[Stored data entries]
=== Begin Enclosure ===
PR #1755, opened 2015-07-27
RFR - Action context params chain

lakshmi-kannan:
I wrote the documentation and I am unhappy with the solution because of following reasons:

* The list of variables you can access via action_context depends on whether it is a simple action or a workflow. Also, it depends on whether the action was kicked off via chatops or not.

* I think execution_id and correlation id (when available) should make it to action_context. 

* We need a better way to programatically list variables that are going to be in action_context. (See @Kami's comment: https://github.com/lakshmi-kannan/st2/pull/1/files#diff-157d9a0f26f16d59cb8468550a11f495R185)

### DIFF
--- a/docs/source/actions.rst
+++ b/docs/source/actions.rst
@@ -182,6 +182,51 @@ In the example above, ``to_number`` parameter contains attribute ``secret``
 which value is ``true``. If an attribute is marked as a secret, value of that
 attribute will be masked in the |st2| service logs.
 
+Parameters in actions
+~~~~~~~~~~~~~~~~~~~~~
+
+In the previous example, you probably noticed how you can access parameters from
+from key value store by using the ``system`` prefix in the template. You can also
+get access variables from the context of the execution. For example:
+
+.. code-block:: yaml
+
+    parameters:
+      user:
+        type: "string"
+        description: "User of this action."
+        required: true
+        default: "{{action_context.api_user}}"
+
+
+The prefix ``action_context`` is used to refer to variables in action context. Depending on how
+the execution is executed and nature of action (simple vs workflow), variables in action_context changes.
+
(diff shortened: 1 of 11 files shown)


docs/source/actions.rst
```diff
@@ -182,6 +182,51 @@ In the example above, ``to_number`` parameter contains attribute ``secret``
 which value is ``true``. If an attribute is marked as a secret, value of that
 attribute will be masked in the |st2| service logs.
 
+Parameters in actions
```
lakshmi-kannan: @Kami's comment on my fork:
```
It would be great if we could generate a list of the available base variables for each "execution type" (API call and ChatOps) from code (e.g. something like this - https://github.com/StackStorm/st2/commit/6fb274ccd272c5f4cc31f1ecff0841b89455ca72).

I know this requires some refactoring work since right now context is created inside the method and is not a constant like in the PermissionType case.
```

lakshmi-kannan: Yeah, this is not possible now since we don't have DB schema for what goes into context. It's simply a dict which means you can have arbitrary KV pairs. This is both good and bad. I do think though that this is beyond the scope of this PR.

lakshmi-kannan:
I tried adding execution_id to action_context. This leads to problems with action chain because action_chain renders parameters before calling an action in the action chain. At this point, there is no valid execution object for the item in the chain and therefore chain blows up. One potential solution is to delay rendering of params of item in the chain to when the item actually gets executed. This would mean that we pass all the context (results of items executed so far, chain vars...) as context to the liveaction object. We discussed this offline and we are conflicted on the right design. So I am reverting the commits to add execution_id to context.

manasdk:
LGTM

Kami:
LGTM.

And yeah, sounds like we should get on the same page first wrt the execution_id changes.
=== End Enclosure ===
[PROMPT] Every line above should be duplicated exactly as it stands.

[COMPLETED EXERCISE]
PR #1755, opened 2015-07-27
RFR - Action context params chain

lakshmi-kannan:
I wrote the documentation and I am unhappy with the solution because of following reasons:

* The list of variables you can access via action_context depends on whether it is a simple action or a workflow. Also, it depends on whether the action was kicked off via chatops or not.

* I think execution_id and correlation id (when available) should make it to action_context. 

* We need a better way to programatically list variables that are going to be in action_context. (See @Kami's comment: https://github.com/lakshmi-kannan/st2/pull/1/files#diff-157d9a0f26f16d59cb8468550a11f495R185)

### DIFF
--- a/docs/source/actions.rst
+++ b/docs/source/actions.rst
@@ -182,6 +182,51 @@ In the example above, ``to_number`` parameter contains attribute ``secret``
 which value is ``true``. If an attribute is marked as a secret, value of that
 attribute will be masked in the |st2| service logs.
 
+Parameters in actions
+~~~~~~~~~~~~~~~~~~~~~
+
+In the previous example, you probably noticed how you can access parameters from
+from key value store by using the ``system`` prefix in the template. You can also
+get access variables from the context of the execution. For example:
+
+.. code-block:: yaml
+
+    parameters:
+      user:
+        type: "string"
+        description: "User of this action."
+        required: true
+        default: "{{action_context.api_user}}"
+
+
+The prefix ``action_context`` is used to refer to variables in action context. Depending on how
+the execution is executed and nature of action (simple vs workflow), variables in action_context changes.
+
(diff shortened: 1 of 11 files shown)


docs/source/actions.rst
```diff
@@ -182,6 +182,51 @@ In the example above, ``to_number`` parameter contains attribute ``secret``
 which value is ``true``. If an attribute is marked as a secret, value of that
 attribute will be masked in the |st2| service logs.
 
+Parameters in actions
```
lakshmi-kannan: @Kami's comment on my fork:
```
It would be great if we could generate a list of the available base variables for each "execution type" (API call and ChatOps) from code (e.g. something like this - https://github.com/StackStorm/st2/commit/6fb274ccd272c5f4cc31f1ecff0841b89455ca72).

I know this requires some refactoring work since right now context is created inside the method and is not a constant like in the PermissionType case.
```

lakshmi-kannan: Yeah, this is not possible now since we don't have DB schema for what goes into context. It's simply a dict which means you can have arbitrary KV pairs. This is both good and bad. I do think though that this is beyond the scope of this PR.

lakshmi-kannan:
I tried adding execution_id to action_context. This leads to problems with action chain because action_chain renders parameters before calling an action in the action chain. At this point, there is no valid execution object for the item in the chain and therefore chain blows up. One potential solution is to delay rendering of params of item in the chain to when the item actually gets executed. This would mean that we pass all the context (results of items executed so far, chain vars...) as context to the liveaction object. We discussed this offline and we are conflicted on the right design. So I am reverting the commits to add execution_id to context.

manasdk:
LGTM

Kami:
LGTM.

And yeah, sounds like we should get on the same page first wrt the execution_id changes.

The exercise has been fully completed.